Since the charges exert Lorentz force on the current, the path of the current flow will change slightly leading to a change in resistance.

In many references, when people discuss conductors, due to the high conductivity, charges are considered moving freely to the surface to have E=0 inside the conductor. However, in my opinion, E cannot be 0, as it leads to the current flow by J=\sigma E. This non-zero E is determined by the charges, which are affected by the changes from the neighboring loop.

 

[Dale]

Since the charges exert Lorentz force on the current, the path of the current flow will change slightly leading to a change in resistance.

I am pretty skeptical of this. Do you have a professional scientific reference that confirms this?

 

[elgen]

This is the relevant article. In section III, it discusses the electron movement inside a conductor, and shows how electrostatic force and lorentz force work together to reach equilibrium inside.

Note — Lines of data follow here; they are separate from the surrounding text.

PR #261, opened 2023-04-11
Fix selection scope field

GerardasB:
This PR converts `SelectionScopeField` to a function component and fixes an issue with stale options of a `Select`.
Fallback labels defined in `selectionScopeLabels` are removed, since labels are provided by `presentation` layer.

### DIFF
--- a/docs/changehistory/NextVersion.md
+++ b/docs/changehistory/NextVersion.md
@@ -12,6 +12,7 @@ Table of contents:
 - [@itwin/appui-react](#itwinappui-react)
   - [Component changes](#component-changes)
   - [Static manager classes](#static-manager-classes)
+  - [SelectionScopeField](#selectionscopefield)
 - [@itwin/core-react](#itwincore-react)
   - [SCSS variables](#scss-variables)
 - [@itwin/components-react](#itwincomponents-react)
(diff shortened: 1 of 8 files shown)


saskliutas (approved):

docs/changehistory/NextVersion.md
```diff
@@ -12,6 +12,7 @@ Table of contents:
 - [@itwin/appui-react](#itwinappui-react)
   - [Component changes](#component-changes)
   - [Static manager classes](#static-manager-classes)
+  - [SelectionScopeField](#selectionscopefield)
```
raplemie, line 15: Should that be in `Component changes`, or should we have this title level for each components ?

ui/appui-react/src/appui-react/statusfields/SelectionScope.tsx
```diff
@@ -33,47 +32,39 @@ interface SelectionScopeFieldProps extends CommonProps {
  * in the Redux state.
  * @public
  */
-class SelectionScopeFieldComponent extends React.Component<SelectionScopeFieldProps> {
-  private _label = UiFramework.translate("selectionScopeField.label");
-  private _toolTip = UiFramework.translate("selectionScopeField.toolTip");
-  private _scopeOptions: SelectOption<string>[] = [];
+function SelectionScopeFieldComponent(props: SelectionScopeFieldProps) {
+  const [label] = React.useState(UiFramework.translate("selectionScopeField.label"));
+  const [toolTip] = React.useState(UiFramework.translate("selectionScopeField.toolTip"));
```
raplemie, line 37: There is no reason to have `useState` here since these are strings, and the `translate` is always called but dropped (which means that if an application ever implement live language switch, the language switch will be missed)

GerardasB: Changed for consistency.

This, is referred as the Hall-effect electric field, and it shows is 10^(-6) smaller compared to the longitudinal electric field.

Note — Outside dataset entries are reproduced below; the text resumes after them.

PR #268, opened 2023-04-12
Fix duplicate specifiers

GerardasB:
This PR fixes an issue where duplicate specifiers are added by one of transformers failing subsequent transformers.


raplemie (approved):
Seems Ok, but not familiar with anything in there.

PR #274, opened 2023-04-14
Handle abstract UiItemsManager

raplemie:
Update the `@itwin/appui-react ` `UiItemsManager` to include any providers registered to the `@itwin/appui-abstract` `UiItemsManager` while attempting to not force the abstract version to exist (so we can remove it later without breaking...

### DIFF
--- a/ui/appui-react/src/appui-react/ui-items-provider/UiItemsManager.ts
+++ b/ui/appui-react/src/appui-react/ui-items-provider/UiItemsManager.ts
@@ -16,6 +16,7 @@ import { UiFramework } from "../UiFramework";
 import { Widget } from "../widgets/Widget";
 import { ProviderItem } from "./ProviderItem";
 import { UiItemsProvider } from "./UiItemsProvider";
+import { AbstractUiItemsManagerHook } from "./AbstractUiItemsManagerHook";
 
 /** UiItemsProvider register event args.
  * @beta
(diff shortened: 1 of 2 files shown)


ui/appui-react/src/appui-react/ui-items-provider/UiItemsManager.ts
```diff
@@ -220,7 +224,7 @@ export class UiItemsManager {
    * @returns An array of widgets.
    */
   public static getWidgets(stageId: string, stageUsage: string, location: StagePanelLocation, section?: StagePanelSection): ReadonlyArray<ProviderItem<Widget>> {
-    const widgets: ProviderItem<Widget>[] = [];
+    const widgets: ProviderItem<Widget>[] = this._abstractHook.getWidgets(stageId, stageUsage, location, section);
```
GerardasB, line 227: Should we just fallback to using **abstract** `UiItemsManager` if one is defined in `appui-abstract`?
I.e. would following work with current impl?
1. `appui-abstract` 3.7 registers a widget **B**.
2. `appui-react` 4.0 registers a widget **B**.
3. Calling `getWidget` in both `appui-react` and `appui-abstract` should return [**A**, **B**].

raplemie: We can do that as well, but we'll need to handle conversion both ways (When using React, we'll need to convert from and to Abstract, and if it does not exist, not conversion is needed)

raplemie:
Handled by #278

PR #803, opened 2024-04-10
React 18 bugs and type fixes

MichaelBelousov:
fix usages that break in react 18 including fixing somethings that stricter types revealed.
Also contains some FIXME comments instead of an actual fix due to possible API breaks


ui/appui-react/src/appui-react/layout/widget/Button.tsx
```diff
@@ -8,9 +8,11 @@
 
 import * as React from "react";
 import { IconButton } from "@itwin/itwinui-react";
+import { PolymorphicForwardRefComponent } from "@itwin/itwinui-react/cjs/core/utils";
```
ignas-k, line 11: Is this needed?

ignas-k (approved):

ui/appui-react/src/appui-react/layout/widget/Button.tsx
GerardasB: Removed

https://www.researchgate.net/public...long_straight_strip_carrying_a_steady_current

I have not identified an article discussing two neighboring conducting wires. Extending the argument in the paper, I think, the hall-effect from the second loop would be the cause of the current change in the primary loop.

 

[hutchphd]

I think, the hall-effect from the second loop would be the cause of the current change in the primary loop.

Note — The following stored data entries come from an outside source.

PR #806, opened 2024-04-22
Deprecate UiEvent subclasses

ignas-k:
## Changes
Deprecated all UI event classes because they are only emitter classes and therefore should not be exported. I did not create separate properties to replace current public properties that use these event classes as type because users really should have no use for these classes (except `instanceof UiVisibilityChangedEvent` but they should see the deprecation for this use case and apply the suggested change `instanceof BeUiEvent<UiVisibilityEventArgs>`). Because behaviour does not change and users should not really be using these classes anyway (instanceof is a questionable use case for them), we can just change public properties to use `BeUiEvent` types in AppUI 6. 

## Testing
N/A

### DIFF
--- a/common/api/appui-react.api.md
+++ b/common/api/appui-react.api.md
@@ -176,7 +176,7 @@ export interface AccuDrawDialogProps extends CommonProps {
     orientation?: Orientation;
 }
 
-// @beta
+// @beta @deprecated
 export class AccuDrawGrabInputFocusEvent extends BeUiEvent<{}> {
 }
 
@@ -205,7 +205,7 @@ export class AccuDrawPopupManager {
     static showMenuButton(id: string, el: HTMLElement, pt: XAndY, menuItemsProps: CursorMenuItemProps[]): boolean;
 }
 
-// @beta
+// @beta @deprecated
 export class AccuDrawSetCompassModeEvent extends BeUiEvent<AccuDrawSetCompassModeEventArgs> {
 }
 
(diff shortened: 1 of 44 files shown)


GerardasB (approved):
LGTM!

ui/components-react/src/components-react/tree/controlled/TreeEvents.ts
```diff
@@ -26,42 +26,48 @@ import type { Observable, Subscription } from "./Observable";
...
   onCheckboxStateChanged?(
-    event: TreeCheckboxStateChangeEventArgs
+    event: TreeCheckboxStateChangeEventArgs // eslint-disable-line deprecation/deprecation
   ): Subscription | undefined;
 }
 
 /**
  * Data structure that describes tree node event payload.
  * @public
+ * @deprecated in 4.13.x. Event args are inferred from a listener. If explicit type is needed use a type helper.
```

I think any misunderstanding here is semantic. One must carefully carefully define "current in a wire" If the wire is perfectly conducting then there will be no change in net current. If the sensing wire is a good Hall effect material, then obviously DC Hall effect sensors work. If I understand their method of operation, they use a "magnetic circuit" to direct and concentrate the DC magnetic field onto the sensor.
Semantics and size.

 

[vanhees71]

If you mean "perfectly conducting" as "superconducting" than you have to argue differently anyway. The usual linear constitutive relations for classical electromagnetics in medium don't apply here. One should note that superconductivity involves "Higgsing" electromagnetic gauge invariance and thus leading to different equations in the superconducting medium (something like the London equations).

Of course it's true that for a complete treatment of the wire you have to take into account the Hall effect. This is already important for relativistic consistency. However, since the drift speeds of the electrons in a usual household wire is in the order of only 1mm/s (millimeters per second!) the Hall effect is completely negligible for all practical purposes.

 

[hutchphd]

Yes. By "perfect conductors" I was referring to the mythical wires that appear on circuit diagrams. These are super-duper superconductors!

 

[vanhees71]

There's no meaning to the geometrical view of circuit diagrams. theoretically they are all living in a single point since at various places retardation is neglected (by neglecting the "displacement current" in the Ampere Maxwell Law).